Differential Efficacy of Guided Imagery Psychotherapy: Non-Inferiority Trial and Exploration of Differential Indication (DE-GIP)

March 24, 2025 updated by: Christian Sell, University of Kassel

Differential Efficacy of Guided Imagery Psychotherapy: Comparing Guided Imagery Psychotherapy and Unified Psychodynamic Protocol Therapy for Emotional Disorders in a Non-Inferiority RCT and with Regard to Differential Indication

The DE-GIP study compares the efficacy and differential efficacy of two manualized psychodynamic psychotherapies for emotional disorders. The study therefore has two independent aims:

A) The first aim is to test the hypothesized non-inferiority (NI margin: 5 points in PHQ-ADS, requiring N = 152 for a one-sided α = 0.025 and 1-ß = 0.80) of Guided Imagery Psychotherapy for Emotional Disorders (GIP-EMO) to the established Unified Psychodynamic Protocol for Emotional Disorders (UPP-EMO). The primary outcome is anxiety and depression severity (as measured by the PHQ-ADS) 12 months after the beginning of treatment.

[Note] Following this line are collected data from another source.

PR #2557, opened 2024-09-10
Ensure Discovery Queries only return indexed fields

foster33:
Fixes the problem where Discovery Queries could return fields, that were not marked as indexed in the metadata table, as results.

Also adds a unit test to validate the fix.


warehouse/query-core/src/main/java/datawave/query/discovery/DiscoveryLogic.java
```diff
@@ -379,7 +384,12 @@ public Iterator<DiscoveredThing> apply(Entry<Key,Value> from) {
                 }
                 ArrayList<DiscoveredThing> thangs = Lists.newArrayListWithCapacity(aw.get().length);
                 for (Writable w : aw.get()) {
-                    thangs.add((DiscoveredThing) w);
+                    // Check to see if the field is currently indexed, if it's not, we should NOT be adding it to 'thangs'
+                    if (indexedFields.contains(((DiscoveredThing) w).getField())) {
```
apmoriarty, line 648: opportunity to rename existing variable to something more adult sounding like "items"?

warehouse/query-core/src/main/java/datawave/query/discovery/DiscoveryLogic.java
```diff
@@ -75,6 +75,7 @@ public class DiscoveryLogic extends ShardIndexQueryTable {
     public static final String SEPARATE_COUNTS_BY_COLVIS = "separate.counts.by.colvis";
     public static final String SHOW_REFERENCE_COUNT = "show.reference.count";
     public static final String REVERSE_INDEX = "reverse.index";
+    private static Set<String> indexedFields;
```
apmoriarty: I wonder if this needs to be static.

ivakegg: +1

warehouse/query-core/src/main/java/datawave/query/discovery/DiscoveryLogic.java
ivakegg: I protest, we are not adults here

ivakegg (changes requested):
Except for the static member, I am good with this

warehouse/query-core/src/main/java/datawave/query/discovery/DiscoveryLogic.java
foster33: Fixed in latest commit

apmoriarty (dismissed):

ivakegg (dismissed):

apmoriarty (approved):

ivakegg (approved):

PR #2558, opened 2024-09-12
Task/GitHub 1522

doublejai:


core/common-util/src/main/java/datawave/core/common/logging/ThreadConfigurableLogger.java
```diff
@@ -3,216 +3,132 @@
...
-import org.apache.log4j.Appender;
-import org.apache.log4j.Level;
-import org.apache.log4j.Logger;
-import org.apache.log4j.Priority;
+import org.apache.logging.log4j.Level;
+import org.apache.logging.log4j.LogManager;
+import org.apache.logging.log4j.Logger;
 
-public class ThreadConfigurableLogger extends Logger {
+public class ThreadConfigurableLogger {
```
jsduncan2, line 10: Why did we stop extending a class here? Could we extend `org.apache.logging.log4j.Logger`?

doublejai: Logger is an interface in Log4j 2.x

jsduncan2: There's a `SimpleLogger` that might be analogous to the log4j 1 `Logger`. If that's not quite right, I'd keep looking around for some concrete class to extend that isn't as heavy as the log42 `Logger` interface. If we can't find something suitable, we could consider removing some usages of `ThreadConfigurableLogger` that aren't necessary.

jsduncan2: Just to capture what we talked about in-person. We're going to leave this as-is as we can't find a suitable replacement for Logger. There is an interface but it's too heavy for what we need.

hlgp:
Deferred until someone can resolve conflicts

B) The second aim is to assess whether GIP-EMO is more effective for patients meeting the GIP suitability criteria (as measured by the Suitability Questionnaire for Guided Imagery Psychotherapy) than for patients who do not meet these criteria. Furthermore, it will be tested whether GIP-EMO is more effective than UPP-EMO for patients who meet the GIP suitability criteria.

Study Overview

Detailed Description

Background: Guided Imagery Psychotherapy (GIP) is an established therapeutic method in several countries. In addition to applying the established principles of psychodynamic psychotherapy, the GIP practitioner also regularly conducts sessions in which the patient is asked to imagine their own version of a pre-determined motif (e.g., a mountain or a house) and immediately describe it to the therapist. The patient is meant to allow the image to spontaneously develop further, and to experience its sensual properties while remaining in dialogue with the therapist. The therapist aims to guide and deepen the imagery process by asking questions about the patient's bodily and emotional experiencing and sometimes also by suggesting certain courses of action within the patient's imagined scenery. The patient is instructed to draw his imagery in between sessions. During non-imagery sessions, therapist and patient jointly work to understand the patient's spontaneous imagery within a psychodynamic framework and relate it back to the patient's psychological difficulties. GIP is especially aimed at treating patients with depression, anxiety as well as psychosomatic conditions.

Design and aims: This is a two-arm randomized non-inferiority trial. In addition, the study is used to explore and test possible differential indications of GIP. Manualized GIP for emotional disorders (GIP-EMO) is tested against the manualized psychodynamic therapy according to the unified psychodynamic protocol for emotional disorders (UPP-EMO) as an active comparator. The aim is to test two independent hypotheses: 1) GIP-EMO is non-inferior (NI margin: 5 points in the PHQ-ADS (d = 0.46) requiring N = 152, α = 0.025, 1-ß = 0.80) to UPP-EMO with regard to anxiety and depression severity 12 months after the beginning of treatment. 2) There is a subgroup of patients for whom GIP-EMO is particularly effective. The investigatorshave developed a therapist-questionnaire (Suitability Questionnaire for Guided Imagery Psychotherapy) to assess potential GIP suitability criteria in the patients of the sample. The investigators expect that GIP-EMO is more effective for patients meeting the GIP suitability criteria than for patients who do not meet these criteria. Furthermore, it will be tested whether GIP-EMO is more effective than UPP-EMO for patients who meet the GIP suitability criteria.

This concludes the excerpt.